═════ Information provided

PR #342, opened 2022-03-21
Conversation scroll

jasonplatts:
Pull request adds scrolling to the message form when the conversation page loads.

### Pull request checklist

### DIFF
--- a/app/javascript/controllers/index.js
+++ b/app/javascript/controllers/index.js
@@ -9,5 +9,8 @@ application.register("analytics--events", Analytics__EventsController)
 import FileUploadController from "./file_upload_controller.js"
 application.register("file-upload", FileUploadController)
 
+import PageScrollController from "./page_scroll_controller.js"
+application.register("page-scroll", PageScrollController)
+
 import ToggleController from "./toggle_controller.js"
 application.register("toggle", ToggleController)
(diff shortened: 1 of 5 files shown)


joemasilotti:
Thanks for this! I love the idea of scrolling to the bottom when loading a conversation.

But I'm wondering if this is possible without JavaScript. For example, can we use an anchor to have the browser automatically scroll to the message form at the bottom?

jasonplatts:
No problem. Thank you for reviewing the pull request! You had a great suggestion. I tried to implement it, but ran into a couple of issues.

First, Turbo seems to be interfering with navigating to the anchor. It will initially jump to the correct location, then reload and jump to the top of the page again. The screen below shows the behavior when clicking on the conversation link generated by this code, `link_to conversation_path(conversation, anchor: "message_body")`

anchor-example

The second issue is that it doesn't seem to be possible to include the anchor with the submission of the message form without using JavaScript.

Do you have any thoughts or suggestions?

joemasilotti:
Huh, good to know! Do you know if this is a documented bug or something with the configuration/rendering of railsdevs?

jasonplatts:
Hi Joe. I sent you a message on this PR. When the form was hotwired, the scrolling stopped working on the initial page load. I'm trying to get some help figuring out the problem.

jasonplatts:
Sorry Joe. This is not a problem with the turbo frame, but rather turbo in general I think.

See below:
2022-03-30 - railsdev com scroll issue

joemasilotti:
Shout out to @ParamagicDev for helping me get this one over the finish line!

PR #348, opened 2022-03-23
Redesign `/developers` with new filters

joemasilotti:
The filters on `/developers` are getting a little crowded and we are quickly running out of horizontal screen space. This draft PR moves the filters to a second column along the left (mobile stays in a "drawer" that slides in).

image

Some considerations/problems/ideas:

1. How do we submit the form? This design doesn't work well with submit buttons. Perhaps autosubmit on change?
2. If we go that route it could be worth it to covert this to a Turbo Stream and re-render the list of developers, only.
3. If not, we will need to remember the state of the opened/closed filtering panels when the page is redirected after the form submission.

══════════
═════ Information provided

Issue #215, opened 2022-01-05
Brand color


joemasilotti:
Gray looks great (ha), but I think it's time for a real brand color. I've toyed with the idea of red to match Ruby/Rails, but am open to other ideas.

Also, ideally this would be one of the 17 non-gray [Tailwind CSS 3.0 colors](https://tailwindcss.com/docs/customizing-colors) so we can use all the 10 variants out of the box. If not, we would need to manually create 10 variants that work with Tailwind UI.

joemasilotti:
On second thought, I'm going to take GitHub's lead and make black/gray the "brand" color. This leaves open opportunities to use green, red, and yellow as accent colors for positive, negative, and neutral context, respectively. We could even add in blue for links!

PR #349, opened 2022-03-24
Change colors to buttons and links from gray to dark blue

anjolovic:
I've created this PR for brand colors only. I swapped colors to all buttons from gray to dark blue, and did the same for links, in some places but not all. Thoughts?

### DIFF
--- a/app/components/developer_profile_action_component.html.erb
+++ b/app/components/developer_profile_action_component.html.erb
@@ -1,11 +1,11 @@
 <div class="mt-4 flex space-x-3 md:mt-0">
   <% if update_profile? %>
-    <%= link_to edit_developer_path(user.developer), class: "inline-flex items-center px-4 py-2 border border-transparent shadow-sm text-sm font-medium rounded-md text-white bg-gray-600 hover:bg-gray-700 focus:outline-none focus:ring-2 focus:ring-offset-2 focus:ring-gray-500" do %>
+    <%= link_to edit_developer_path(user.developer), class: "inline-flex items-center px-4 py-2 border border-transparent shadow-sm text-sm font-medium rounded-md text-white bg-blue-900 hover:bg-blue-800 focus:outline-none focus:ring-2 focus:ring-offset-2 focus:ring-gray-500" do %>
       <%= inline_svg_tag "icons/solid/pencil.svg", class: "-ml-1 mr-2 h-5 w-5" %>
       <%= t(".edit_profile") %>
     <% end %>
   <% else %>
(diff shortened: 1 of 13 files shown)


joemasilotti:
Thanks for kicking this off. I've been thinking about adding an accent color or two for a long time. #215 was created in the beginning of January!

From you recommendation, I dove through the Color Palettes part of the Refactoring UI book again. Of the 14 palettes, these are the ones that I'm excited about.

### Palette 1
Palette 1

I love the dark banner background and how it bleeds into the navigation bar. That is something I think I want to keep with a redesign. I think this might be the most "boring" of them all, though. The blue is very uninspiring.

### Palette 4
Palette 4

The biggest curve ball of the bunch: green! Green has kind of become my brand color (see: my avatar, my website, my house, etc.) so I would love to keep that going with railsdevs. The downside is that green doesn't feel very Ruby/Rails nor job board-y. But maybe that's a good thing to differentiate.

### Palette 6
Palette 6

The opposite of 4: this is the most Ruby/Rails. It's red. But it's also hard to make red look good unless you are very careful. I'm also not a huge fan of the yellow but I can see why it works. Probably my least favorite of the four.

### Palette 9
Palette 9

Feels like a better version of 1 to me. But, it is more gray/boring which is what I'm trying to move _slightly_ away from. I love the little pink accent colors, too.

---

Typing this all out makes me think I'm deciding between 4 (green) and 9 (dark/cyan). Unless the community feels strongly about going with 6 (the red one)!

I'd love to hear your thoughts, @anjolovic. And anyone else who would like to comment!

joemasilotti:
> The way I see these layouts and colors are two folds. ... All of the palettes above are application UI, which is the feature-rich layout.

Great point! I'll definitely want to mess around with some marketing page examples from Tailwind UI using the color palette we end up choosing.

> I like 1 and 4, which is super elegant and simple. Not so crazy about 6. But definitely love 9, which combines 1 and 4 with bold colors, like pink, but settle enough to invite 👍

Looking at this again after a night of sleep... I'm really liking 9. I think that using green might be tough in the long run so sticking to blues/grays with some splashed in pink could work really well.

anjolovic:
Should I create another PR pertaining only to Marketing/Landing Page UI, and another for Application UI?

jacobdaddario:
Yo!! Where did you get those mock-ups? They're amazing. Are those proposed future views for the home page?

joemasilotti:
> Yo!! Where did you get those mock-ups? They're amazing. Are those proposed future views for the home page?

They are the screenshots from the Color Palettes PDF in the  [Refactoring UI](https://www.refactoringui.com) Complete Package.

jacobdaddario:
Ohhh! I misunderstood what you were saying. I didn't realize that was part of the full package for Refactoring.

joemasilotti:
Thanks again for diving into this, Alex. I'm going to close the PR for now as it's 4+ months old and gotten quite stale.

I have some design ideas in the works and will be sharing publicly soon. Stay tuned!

══════════

Problem description: Look above for the line holding "Huh, good to". Print it and every line after it, exactly, through the line holding "2. If we go".

Exercise response:
Huh, good to know! Do you know if this is a documented bug or something with the configuration/rendering of railsdevs?

jasonplatts:
Hi Joe. I sent you a message on this PR. When the form was hotwired, the scrolling stopped working on the initial page load. I'm trying to get some help figuring out the problem.

jasonplatts:
Sorry Joe. This is not a problem with the turbo frame, but rather turbo in general I think.

See below:
2022-03-30 - railsdev com scroll issue

joemasilotti:
Shout out to @ParamagicDev for helping me get this one over the finish line!

PR #348, opened 2022-03-23
Redesign `/developers` with new filters

joemasilotti:
The filters on `/developers` are getting a little crowded and we are quickly running out of horizontal screen space. This draft PR moves the filters to a second column along the left (mobile stays in a "drawer" that slides in).

image

Some considerations/problems/ideas:

1. How do we submit the form? This design doesn't work well with submit buttons. Perhaps autosubmit on change?
2. If we go that route it could be worth it to covert this to a Turbo Stream and re-render the list of developers, only.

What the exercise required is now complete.